The National Academies recently released a report addressing integrity in scientific research, including the social and behavioral sciences. One of the recommendations is that after publication researchers share with others the data on which an article is based. This supports research transparency and should lead to greater reproducability of research. I think sharing data is generally a good thing, and I have done so. But I feel that the authors of the report have failed to address some important issues related to such data sharing. This is obviously a topic much broader that the subject of this blog. But at two points in my comments I will give examples that relate directly to things discussed here.
In discussing the recommendation on data sharing, the report points favorably to the policies of some journals requiring that authors make the data for an article availble to others on request. But further discussion in the report strongly implies that data should be made available in a repository from which anyone can download it. The difference is significant because in making the data available online, the person(s) who created the data then lose all control over how it might be used.
But first, a simple, practical issue. Making data available for others to use entails a significant amount of work relating to formatting, documentation, and so forth. I am very careful about documenting my data as I do research, but that original documentation is completely meaningful only to me. Just sharing data with co-authors requires some additional effort. Sharing it publicly would require more. I suspect that the majority of datasets from articles would never be used by others. So it is inefficient to put the work in for every dataset to get it into a form in which it can be shared. It makes much more sense to put in this effort when someone makes the request to use the data. At that point, I am happy to do so.
The authors of the report (many from the natural sciences) seem to most often view datasets as the products of experiments, to be reported in an paper, which then is the end of the story. Indeed, they actually see as a problem “the temptation to publish multiple papers on just one experiment or dataset.” (p. 17) They fail to realize that for certain types of research, datasets are developed, often with a great deal of effort, to support the investigation of multiple research questions. Those creating the data have a reasonable expectation of being able to carry out their research without having it preempted by others using their data.
My urban patterns dataset with data on housing units by census tract for 59 large urban areas from 1950 to 2010 is an example of this. I spent at least a year-and-a-half building the dataset. I have a long list of research questions I intend to address using this dataset. The papers currently on the Research page represent just a start. I feel that it is reasonable that I shold be able to be the first to use this data to address these questions. I certainly would not have put in the effort I did in creating the dataset only for one or two papers. This does not mean that I would be unwilling to share the data with others before I have completed this program. I’m finished with all of the questions I have intended to address relating to the negative exponential model. If someone wants to do more, I could be willing to share the data. Or if someone wants to combine my data with some other dataset, sharing could be appropriate. But that’s why I believe I need to have control over the sharing.
I was surprised that the authors of the report failed to address reputational risks that could be associated with data sharing (and by this, I am not including risks associated with others finding out about problems with the original research). Putting data on an archive for anyone to use can result in uses that can negatively impact the reputation of the data creator.
The first (and least significant) reputational risk comes from someone taking the data and producing and publishing a very crappy piece of work.

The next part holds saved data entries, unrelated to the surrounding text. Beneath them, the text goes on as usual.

PR #71, opened 2024-02-10
Refactor the test factories

bloodearnest:
The initial class based factories were awkward to use. This change refactores them into top level functions.

They now return the core objects directly, rather than an odd Factory object that looked like but wasn't a real object.

Also removed a couple of one line fixtures that didn't add much beyond calling the factory.

This is deliberate move away from a FactoryBoy style factory api to more customisable function based one.

### DIFF
--- a/tests/factories.py
+++ b/tests/factories.py
@@ -22,7 +22,7 @@ def create_workspace(name):
     return Workspace(name)
 
 
-def create_request(workspace, user=default_user, request_id=None):
+def create_release_request(workspace, user=default_user, request_id=None):
     workspace = ensure_workspace(workspace)
     if request_id is None:
         request_id = generate_request_id(workspace.name, user)
--- a/tests/factories.py
+++ b/tests/factories.py
@@ -1,63 +1,44 @@
-from dataclasses import dataclass
-
 from django.conf import settings
 
 from airlock.users import User
 from airlock.workspace_api import ReleaseRequest, Workspace, generate_request_id
 
 
-default_user = User(1, "test", [], True)
+default_user = User(1, "testuser")
 
 
-class FileWriterMixin:
-    def path(self):  # pragma: no cover
-        return NotImplemented()
+def ensure_workspace(workspace_or_name):
+    if isinstance(workspace_or_name, str):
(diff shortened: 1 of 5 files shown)


tests/factories.py
```diff
@@ -1,63 +1,44 @@
...
-        return ReleaseRequestFactory(request_id, self.name)
+def create_workspace(name):
+    workspace_dir = settings.WORKSPACE_DIR / name
+    workspace_dir.mkdir(exist_ok=True, parents=True)
+    return Workspace(name)
 
-    def get(self):
-        return Workspace(self.name)
 
+def create_request(workspace, user=default_user, request_id=None):
```
rebkwok, line 25: Can we name this `create_release_request`? I know it's more verbose, but `request` is so easily confused with http request and I had to check back to be sure of which one it was

tests/integration/test_old_api.py
```diff
@@ -22,20 +24,18 @@ def test_old_api_create_release(responses):
 
 
 def test_old_api_upload_file(responses):
-    rf = WorkspaceFactory("workspace").create_request("request-id")
-    rf.write_file("test/file.txt", "test")
-    item = rf.get().get_path("test/file.txt")
+    request = factories.create_request("workspace", request_id="request-id")
```
rebkwok, line 27: Similarly here - can we call it `release_request`, not just `request`?  This one was particularly confusing because of the removed variable called `rf` (pytest-django has a fixture `rf`, for an http `RequestFactory`)

rebkwok (changes requested):
I prefer this approach.  Just a request (hah) to disambiguate `release_request` and `request` (haven't commented on every one, just the first).

tests/integration/test_old_api.py
bloodearnest: Good call - I'll do this as a commit in a later PR, to avoid excessive rebasing on the current stack of PRs

bloodearnest: never mind, will do it now!

bloodearnest: done

rebkwok (approved):

PR #85, opened 2024-02-15
Split API for authored requests vs requests to review

bloodearnest:
Previously, the same function retrieved both sets.  Now, there are
separate API functions, and the Eequests page lists them separatedly.

Specifically, as now an author who is also and output checker cannot
review their own request, then those requests are exclude from the "to
review" list.

### DIFF
--- a/local_db/api.py
+++ b/local_db/api.py
@@ -60,17 +60,30 @@ class LocalDBProvider(ProviderAPI):
                 author=user.username,
             )
 
-    def get_requests_for_user(self, user: User):
+    def get_requests_authored_by_user(self, user: User):
         requests = []
-        filter_args = {}
 
-        # if not output checker, can only see your own requests
-        if not user.output_checker:
-            filter_args = {"author": user.username}
-
-        for metadata in RequestMetadata.objects.filter(**filter_args):
-            if user.output_checker or metadata.workspace in user.workspaces:
+        for metadata in RequestMetadata.objects.filter(author=user.username).order_by(
+            "status"
+        ):
+            # to create a request, user *must* have explicit workspace
+            # permissions - being an output checker is not enough
+            if metadata.workspace in user.workspaces:
                 requests.append(self._request(metadata))
+
+        return requests
+
+    def get_outstanding_requests_for_review(self, user: User):
+        requests = []
+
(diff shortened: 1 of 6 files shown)


tests/unit/test_api.py
```diff
@@ -101,17 +101,11 @@ def test_provider_request_release_files(mock_old_api):
...
-        (
-            [],
-            True,
-            [
-                "r1",
-                "r2",
-                "r3",
-            ],
-        ),
+        # output checkers can't create requests unless explit permission for workspace
```
inglesp, line 104: I don't understand what creating requests has to do with getting requests

local_db/api.py
```diff
@@ -62,15 +62,28 @@ def get_current_request(self, workspace: str, user: User, create=False):
 
     def get_requests_for_user(self, user: User):
```
inglesp, line 63: Maybe `get_requests_for_researcher`?

local_db/api.py
```diff
@@ -62,15 +62,28 @@ def get_current_request(self, workspace: str, user: User, create=False):
...
+            "status"
+        ):
+            # to create a request, user *must* have explicit workspace
+            # permissions - being an output checker is not enough
+            if metadata.workspace in user.workspaces:
+                requests.append(self._request(metadata))
+
+        return requests
+
+    def get_outstanding_requests(self, user: User):
```
inglesp, line 76: Maybe `get_outstanding_requests_for_output_checker`?

inglesp (approved):
Looks good

tests/unit/test_api.py
bloodearnest: We create a request on demand if one doesn't exist. For that one case, we pass create=True.

local_db/api.py
bloodearnest: Gone with `get_requests_authored_by_user`

local_db/api.py
bloodearnest: Gone with `get_outstanding_requests_for_review`

`..._for_output_checker` implies that they are only for a specific output checker, were as is actually *all* such requests. User is only passed to verify they are indeed an output checker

While most such efforts are justifiably ignored, occasionally they will achieve notoriety for their sheer absence of quality. Assuming the author of the crappy research appropriately cites the creator of the data, the creator will forever be linked with the work. While everyone should understand that the data creator is not responsible, just being associated would not the most pleasant thing.
For certain types of data, the reputational risk can be much greater. For example, suppose researchers post data dealing with a social problem that includes information on race. A white supremacist could obtain the data, improperly manipulate it, and falsely claim that the results supported their racist views. And they might well prominently note that the creators of the data were respected researchers at a major university. Such a nightmare scenario is why researchers have a legitimate interest in controlling the sharing of their data.
For researchers working in a field involving contentious positions with extremely strong partisans on both sides, risks can extend to the use of the data by others in that field. Getting back to the subject of this blog, urban sprawl and its effects represents just such a field. A study is published indicating that sprawl or compact cities does or does not have some effect, and those whose position has not been supported can be vociferous in their attacks and arguments against it. This has happened–in both directions. I have no doubt that if the data from such a study were made freely available for download that that someone whose position had not been supported might reanalyze the data making the assumptions necessary to reach the opposite conclusion in an attempt to discredit the original study and its author.